Claim Rejections - 35 USC § 103
In the event the determination of the status of the application as subject to AIA 35 U.S.C. 102 and 103 (or as subject to pre-AIA 35 U.S.C. 102 and 103) is incorrect, any correction of the statutory basis (i.e., changing from AIA to pre-AIA ) for the rejection will not be considered a new ground of rejection if the prior art relied upon, and the rationale supporting the rejection, would be the same under either status.
The following is a quotation of 35 U.S.C. 103 which forms the basis for all obviousness rejections set forth in this Office action:
A patent for a claimed invention may not be obtained, notwithstanding that the claimed invention is not identically disclosed as set forth in section 102, if the differences between the claimed invention and the prior art are such that the claimed invention as a whole would have been obvious before the effective filing date of the claimed invention to a person having ordinary skill in the art to which the claimed invention pertains. Patentability shall not be negated by the manner in which the invention was made.
Claim 7-10, and 16-18 is/are rejected under 35 U.S.C. 103 as being unpatentable over Yun as applied to claims 1 and 12 above, and further in view of Mahyar (U.S. Pat. No. 10999566, hereinafter Mahyar).
Regarding claim 7, the rejection of claim 1 is incorporated. Yun discloses all of the elements of the current invention as stated above. However, Yun fails to expressly recite wherein the operations further comprise: detecting the deviation in the playback timeline of the content item based on at least one of a portion of the text data associated with the deviation in the playback timeline of the content item, the audio associated with the content item, and image data associated with the content item, the image data comprising at least one of one or more video frames and one or more still images.

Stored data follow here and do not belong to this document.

PR #440, opened 2022-12-21
Fix EXTERN_PROG in jparse/Makefile

xexyl:
It was missing jnum_gen which means that one would have to do make -C jparse before jnum_gen was built. This prevented bug_report.sh from working as it could not execute jparse/jnum_gen since it was not compiled.

### DIFF
--- a/jparse/Makefile
+++ b/jparse/Makefile
@@ -259,7 +259,7 @@ EXTERN_H= jparse.h
 EXTERN_O=
 EXTERN_MAN= ${ALL_MAN_TARGETS}
 EXTERN_LIBA= jparse.a
-EXTERN_PROG= jparse jsemtblgen jsemcgen.sh jstrdecode jstrencode
+EXTERN_PROG= jparse jsemtblgen jsemcgen.sh jnum_gen jstrdecode jstrencode
 
 # NOTE: ${EXTERN_CLOBBER} used outside of this directory and removed by make clobber
 #


xexyl:
Doing other things now and I mean to not do anything else here today. That of course could change but quite unlikely.

lcn2:
We are having a winter Solstice party.  It is -16.6C with a wind chill of -25C.  However the fire is going well and we are comfy and warm.

Thanks for the fix.  I will be limited in my access thru this week.

xexyl:
> We are having a winter Solstice party. It is -16.6C with a wind chill of -25C. However the fire is going well and we are comfy and warm.
> 
> Thanks for the fix. I will be limited in my access thru this week.

That’s really cold! 

Stay safe and have a great holiday!

lcn2:
> > We are having a winter Solstice party. It is -16.6C with a wind chill of -25C. However the fire is going well and we are comfy and warm.
> 
> > 
> 
> > Thanks for the fix. I will be limited in my access thru this week.
> 
> 
> 
> That’s really cold! 
> 
> 
> 
> Stay safe and have a great holiday!

Happy Winter Solstice (we presume you are currently in the northern hemisphere :))!

xexyl:
> > > We are having a winter Solstice party. It is -16.6C with a wind chill of -25C. However the fire is going well and we are comfy and warm.
> > 
> > 
> > > 
> > 
> > 
> > > Thanks for the fix. I will be limited in my access thru this week.
> > 
> > 
> > That’s really cold!
> > Stay safe and have a great holiday!
> 
> Happy Winter Solstice (we presume you are currently in the northern hemisphere :))!

I am indeed! Though it doesn’t get nearly that cold here. We have had mid to high 30s in the winter! But fortunately it is not so hot right now. I have always felt better when it’s cooler. 

Stay warm but have a great time!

Mahyar teaches “systems and methods to automatically generate textual descriptions for video content.” (Mahyar, ¶ Col. 2, lines 33-35). Regarding claim 7, Mahyar teaches wherein the operations further comprise: detecting the deviation in the playback timeline of the content item (Discloses detecting “a scene in the content” which is “interrupted by a flashback or other scene {a deviation from the playback timeline...}” as part of a “first segment comprising a first set of frames and first audio content”; Mahyar, ¶ Col. 6, line 64 - Col. 7, line 43) based on at least one of a portion of the text data associated with the deviation in the playback timeline of the content item, the audio associated with the content item, and image data associated with the content item, the image data comprising at least one of one or more video frames and one or more still images (“The first segment” may comprise “non-continuous segments which are related,” also referred to as clips, which may correspond “to events, scenes, and/or other occurrences that may be discrete and/or extractable from the content” based on “certain locations and/or times, certain actors that appear, certain music or sounds, and/or other features of the content” and the system can “extract and/or analyze individual frames of video content to determine whether the frames are part of the same segment or a different segment” including by “processing images using one or more object recognition algorithms, determining pixel color values, comparing certain portions of frames to previous or subsequent frames in the video, and the like.”; Mahyar, ¶ Col. 7, lines 7-43).
It would have been prima facie obvious to one of ordinary skill in the art before the effective filing date of the claimed invention to have modified the storyline generation systems of Yun to incorporate the teachings of Mahyar to include wherein the operations further comprise: detecting the deviation in the playback timeline of the content item based on at least one of a portion of the text data associated with the deviation in the playback timeline of the content item, the audio associated with the content item, and image data associated with the content item, the image data comprising at least one of one or more video frames and one or more still images. Yun discloses the generation of storylines allowing for novel content generation from existing content, and which further considers discontinuous content. However, Yun is silent as to the automated detection of said discontinuities. Mahyar discloses the automated determination of “non-continuous segments that are related”, which allows for automating the determination of the corresponding portions of events, while avoiding the inclusion of incomplete events due to having internal interruptions, which provides the known benefit of reducing costs for manual annotation, and increasing the efficiency of the storyline generation described in Yun, as recognized by Mahyar. (Mahyar, ¶ Col. 7, lines 5-16).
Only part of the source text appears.